His stance inspired young Somalis globally, who initiated the #UAEhandsoffSomalia and #Somalia_speaks hashtags.
The last time the Gulf states requested Somalia cut ties with another country was 2012, when President Hassan Sheikh Mohamud cut ties with Iran. President Mohamud’s government received $50 million from Saudi Arabia that day in aid – spoils earned for his eager cooperation.
In this case, the stakes are higher, as Qatar is a valued partner of the FGS, alongside Qatar’s ally Turkey, which has provided an unparalleled level of support to the FGS.

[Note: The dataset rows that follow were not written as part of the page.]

PR #90, opened 2015-02-10
Enforce build with Visual Studio 2013

aveminus:
Environments with multiple Visual Studio installation tries to build with oldest available Visual studio.
So, if someone has Visual studio 2010 installed too, then it will throw error on c11 standard code (eg: override and range based loops).


kjk:
The change looks good but the PR includes more than just that.

aveminus:
I think I only changed the project files. Do you mean the merge commit ?

PR #163, opened 2015-04-11
fix issue with file encoding

CRVV:
Today I forked this project and compile it with Visual Studio 2013 Community 
But there are some compile errors
Then I wrote a [tool](http://github.com/CRVV/dcc) and try to fix them
The tool is not perfect so I use it to do most of work and manually fix the rest
This is the commit


kjk:
The code should compile as-is in VS 2013 Community. Are you using non-english OS? 

I will not merge this change. Most of the changes are not related to the code that is being compiled and from the diff I can't even tell what most of them change.

If you see a compilation error, then please describe what exactly are you compiling, post the error message and the minimal change that is required to fix that error on your computer.

C compilers were created before utf8 happened so converting the code to utf8 is probably not the right thing to do.

CRVV:
Yes, I am using Chinese OS.
The problem is simple. On Chinese OS, Visual Studio will decode non-unicode character as GB2312 and there are some decoding errors.
The minimal change that is required to fix that error on my computer is replacing those bytes with the Unicode substitution character. And I can not recognize them no longer.
Not only utf-8, the first C compiler were created before ISO-8859-1 and windows-1252 happened, too.
Finally, I do not care whether you will merge this change. I just think most people prefer unicode and I convert non-unicode to unicode. And then I can compile this project and I can add new feature to it.

PR #178, opened 2015-04-25
Fixed #61 - two-finger scrolling on touchpads should now work correctly

### LINKED ISSUE #61: Scrolling with Trackpad
Running SPDF 3.1.10094z on Win 8.1 x64 Pro/Surface Pro 3.

When I try to scroll using the two-finger swipe on the touchpad of the TypeCover keyboard, SPDF registers the scroll request (the scroll bar on the right of the window moves appropriately) but the view of the document does not change.

At the same time, using the scroll wheel of the mouse and the touch screen scrolls the document perfectly ok.

Philpax:
Two-finger scrolling gets handled as a SB_THUMBTRACK message; however, si.nPos and si.nTrackPos  are equivalent, which results in the canvas not being scrolled. This fix always scrolls the canvas if the message is SB_THUMBTRACK.

### DIFF
--- a/src/Canvas.cpp
+++ b/src/Canvas.cpp
@@ -81,7 +81,8 @@ static void OnVScroll(WindowInfo& win, WPARAM wParam)
     if (!IsContinuous(win.ctrl->GetDisplayMode()) && ZOOM_FIT_PAGE == win.ctrl->GetZoomVirtual())
         lineHeight = 1;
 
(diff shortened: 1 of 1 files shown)


kjk:
Thanks for the fix. Feel free to add yourself to AUTHORS file (names are in alphabetical order)

PR #205, opened 2015-05-22
Update Print.cpp

b4ufreak:
Added new -print-settings values:
color - print in color
monochrome - print in black and white
paper=<paper format name> - select paper size by paper format name

Added method to extract paper format name from size of page from the source file.  When printing a file from command line the proper paper size will be selected based on the format stored in the file.

### DIFF
--- a/src/Print.cpp
+++ b/src/Print.cpp
@@ -626,6 +626,52 @@ Exit:
     GlobalFree(pd.hDevMode);
 }
 
+static short GetPaper(BaseEngine *engine) {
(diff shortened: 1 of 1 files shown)


kjk:
Thanks. There are minor issues (using lstrcmpi instead of str::EqI and whitespace) which I'll fix.

If you wish, you can add yourself to AUTHORS file (https://github.com/sumatrapdfreader/sumatrapdf/blob/master/AUTHORS)

PR #244, opened 2015-07-18
new menu item: Duplicate Document

confusedsushi:
I often need quickly jump between two (or even more) pages in a document, for that it is very nice to have one document open multiple times.


kjk:
Thanks but menu items are reserved for functionality that is used very frequently and this is not such functionality.

PR #312, opened 2015-10-08
Do not display soft hyphens

### LINKED ISSUE #241: EPUB hyphenation
I find it really annoying, so I copy here issue no 2738 from the old google code tracker. The problem is that the program should not make the possible hyphenation marks visible (UTF8 character C2 AD) when UseFixedPageUI is set to false in the advanced options.
Example EPUB file: http://wolnelektury.pl/media/book/epub/sienkiewicz-sachem.epub

campbeb:
Most standards agree soft hyphens should not be displayed when not used
to break words at the end of a line.
Fixes #241


campbeb:
I understand if this is preferred to be implemented in a different manner and I am open to feedback.

kjk:
Thanks!

PR #313, opened 2015-10-09
Update Settings URL

campbeb:
Change URL in settings file to match website


kjk:
This actually needs to be versioned (i.e. settings3.1.html). I just haven't put the file on the server yet.

Settings might change between versions so we have a separate html for each version so that if you're in version 2.3, you're not seeing documentation for version 3.5.

settings.html is a copy of the latest released version to be linked from other docs.

Also, this file is auto-generated via gen_settingsstructs.py, as per comment at the top.

PR #316, opened 2015-10-10
Always let user use previous to get back to page 1

### LINKED ISSUE #315: Unable to use previous page to return to page 1 in epub with facing page view
Steps: 
 - Open an epub
 - Use facing page view (Menu / View / Facing)
 - Use Menu / Go To / Page and enter even numbered page
 - Use left arrow (or Page Up or menu command) to goto to previous page
 - Continue to beginning of epub
 - Can never get to page 1, only page 2

Go To First Page will take you back to page 1.

campbeb:
If showing double pages, user could not use previous to get to page 1,
only back to page 2.
Fixes #315

### DIFF
--- a/src/EbookController.cpp
+++ b/src/EbookController.cpp
@@ -562,9 +562,9 @@ bool EbookController::GoToPrevPage(bool toBottom)
 {
     UNUSED(toBottom);
     int dist = IsDoublePage() ? 2 : 1;
-    if (currPageNo - dist < 1)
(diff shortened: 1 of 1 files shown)


kjk:
Thanks. To keep things consistent between branches, I cherry-picked Simon's commit 0edae929510cde5f39d935e0907a610f0f0e37f2 from rel3.1working to master.

PR #375, opened 2015-12-02
Disable warning 4819 to prevent compiler error

shuhari:
It is not a bug, but a Visual C++ issue. Building the project on non-English OS would cause the following error:

warning C4819: The file contains a character that cannot be represented in the current code page (936). Save the file in Unicode format to prevent data loss 

I checked the source and found the non-standard characters are in comments, which may not cause any problem. So I add W4819 to the project's ignore list of warnings.

### DIFF
--- a/vs2015/enginedump.vcxproj
+++ b/vs2015/enginedump.vcxproj
@@ -142,7 +142,7 @@
       <PrecompiledHeader>NotUsing</PrecompiledHeader>
       <WarningLevel>Level4</WarningLevel>
       <TreatWarningAsError>true</TreatWarningAsError>
-      <DisableSpecificWarnings>4127;4324;4458;4800;%(DisableSpecificWarnings)</DisableSpecificWarnings>
+      <DisableSpecificWarnings>4127;4324;4458;4800;4819;%(DisableSpecificWarnings)</DisableSpecificWarnings>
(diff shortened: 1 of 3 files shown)


kjk:
The right place to make those changes is in https://github.com/sumatrapdfreader/sumatrapdf/blob/master/premake5.lua. Please read https://github.com/sumatrapdfreader/sumatrapdf/wiki/Premake5-build-system

Also, they should only be disabled for projects that actually fail to compile, not everywhere. We already disable those warnings for projects we know fail to compile.

shuhari:
Get the point. I should modify premake5.lua first.

I believe that you can compile successfully as long as the system culture is set to english, but it failed on my workstation (Windows 7 64 bit codepage Chinese 936) and Visual Studio 2015 SP1. As I see, there are 3 files with problem:

<code>mupdf/source/pdf/pdf-write.c  line#2075    >>  fprintf(opts->out, "%%\316\274\341\277\246\n\n");</code>

It seemed a little strange. Why the character code > 255?  I made some tests and found that VS2015 SP1 will cause warning about the line, while VS2013 not. I don't know how VS2015 (without SP)  will handle it.

<code>synctex_parser.c line#1058   >>   *  ?.123456789e123</code>
There is just a character which cannot show in my codepage.

<code>EngineDump.cpp line#307    >>  Out(UTF8_BOM);</code>
It seemed to be no problem, but VS2015 (SP1) also generate warning. I don't know why.

PR #431, opened 2016-02-09
add shift+scroll to scroll faster = half a page per tick

MateuszZarkowski:
I wanted faster scrolling for large documents. Very useful for quick navigation.
In other programs shift+scroll does that, it was free here, so I used it.
Cheers :)


kjk:
Thanks!

PR #487, opened 2016-04-04
Night mode

bi0ha2ard:
Added a second set of text and background colors that can be toggled with Ctrl+N

I don't know how your convention for the defines in resources.h is, so I just set it to a random number.


kjk:
Thanks for the patch.

I agree that customizing colors and an easy way of switching to other set (like night mode) is valuable, I'm not sold on doing it this way.

I'm very reluctant to add new menu items - we have too many of them already - and the guideline is that a new menu item would have to introduce significant feature that would be used by a lot of users.

I do have ideas on how more functionality could be added without overwhelming the UI for regular use, but there's nothing there yet for a foundation.

I'll keep this feature in mind but for now I'll not be merging this change.

PR #511, opened 2016-05-03
Enable DDE for plugin mode

StarGate01:
I cannot see why communication over DDE is disabled when SumatraPDF is launched in plugin mode (-plugin command line switch). I tested it, it works flawlessly. Please merge or explain.

### DIFF
--- a/src/SumatraPDF.cpp
+++ b/src/SumatraPDF.cpp
@@ -4256,8 +4256,8 @@ InitMouseWheelInfo:
             break;
 
         case WM_DDE_INITIATE:
-            if (gPluginMode)
-                break;
+            //if (gPluginMode)
+            //    break;
             return OnDDEInitiate(hwnd, wParam, lParam);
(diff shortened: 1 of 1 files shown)


kjk:
Plugin mode was created for embedding inside the browser as NPAPI plugin, so that you can open a PDF directly in the browser when clicking a link to a PDF file.

The whole code should be removed because we no longer support NPAPI plugin mode because browsers no longer support NPAPI plugins.

DDE is for integration with Latex editors and that use case doesn't apply when running as browser plugin.

StarGate01:
Ok, I do see your point. However, I am currently writing a Latex-plugin for Notepad++, and I am using SumatraPDF as an embedded PDF-reader. This is done by using the plugin mechanism. Now, to enable forward search etc., I send DDE messages to the child (plugin) window. 
It's perfectly fine with me if this is in your opinion a very unusual, retired or just not applicable use case and thus should not be merged, but it would come in quite handy.

Issue #493, opened 2017-03-27
Suggester Score Support


umpc:
I have tried this on [v5 stable](http://gopkg.in/olivere/elastic.v5) and [master](https://github.com/olivere/elastic/tree/13cdb2f8ba30d72761552bcd9ab2554728463a5b).

### Which version of Elastic are you using?

[*] elastic.v5 (for Elasticsearch 5.x)

### Please describe the expected behavior

The ```Score``` field of the ```elastic.suggestionOption``` is set to the option score from the HTTP response.

### Please describe the actual behavior

The ```Score``` field of the ```elastic.suggestionOption``` is always ```0```.

### Any steps to reproduce the behavior?

My query using this API:
```
phraseSuggester := elastic.NewPhraseSuggester("place_spelling_suggestions").
	Field("city").
	Text("gatlinberg")
	
searchSource := elastic.NewSearchSource().
	Suggester(phraseSuggester).
	FetchSource(false).
	TrackScores(true).
	Timeout("100ms")

searchResult, err := ElasticConn.Search().
	Index("places").
	Type("place").
	SearchSource(searchSource).
	Do(context.Background())

if err != nil {
	log.Println(err)
	return
}
```

The query that the API is sending to ElasticSearch:

```
POST /places/place/_search HTTP/1.1
Host: 172.18.0.3:9200
User-Agent: elastic/5.0.32 (linux-amd64)
Transfer-Encoding: chunked
Accept: application/json
Content-Type: application/json
Accept-Encoding: gzip

90
{"_source":false,"suggest":{"place_spelling_suggestions":{"text":"gatlinberg","phrase":{"field":"city"}}},"timeout":"100ms","track_scores":true}
```

When sending an identical query a different way to quickly read the response, the scores are visible:
```
HTTP/1.1 200 OK
content-type: application/json; charset=UTF-8
content-length: 306

{
  "took": 4,
  "timed_out": false,
  "_shards": {
    "total": 5,
    "successful": 5,
    "failed": 0
  },
  "hits": {
    "total": 0,
    "max_score": 0.0,
    "hits": []
  },
  "suggest": {
    "place_spelling_suggestions": [
      {
        "text": "gatlinberg",
        "offset": 0,
        "length": 10,
        "options": [
          {
            "text": "gatlinburg",
            "score": 0.0056934706
          },
          {
            "text": "galenberg",
            "score": 0.0039608595
          }
        ]
      }
    ]
  }
}
```

[...]

PR #494, opened 2017-03-28
Fix suggester score parsing

umpc:
This fixes issue #493.

I am not fully aware of the necessary fields that the type ```elastic.SearchSuggestionOption``` should have or not have, so I did not change anything else, though this likely hints that the block should be refactored to whatever the field names have been renamed to in the latest version of ElasticSearch.

Thank you for your help on this @olivere.


umpc:
Turns out that only the phrase suggester outputs its score to the ```score``` field, while completion suggesters, and possibly others, use ```_score```. This causes a regression and should not be merged until a better solution is found.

Both relations with the Saudi-UAE-led coalition and Qatar and Turkey are important for Somalia, “but when Somalia recognised that the money coming from the UAE was meant for other purposes than supporting the Somali military, Somalia acted accordingly,” Abdisamad said.
Somalia as a whole and the FGS, in particular, have made great progress in recreating a degree of normalcy in the country. At this very delicate stage, the Somali government, according to Abdisamad, has judged it needs more friends than enemies.
But as the Somali government becomes increasingly bold at determining its foreign policy, the country is also finding its bearings in determining which countries it prefers warm relations with.
“The sovereignty and territorial integrity of Somalia,” he said, “are much more important today than the financial assistance being provided by the UAE.”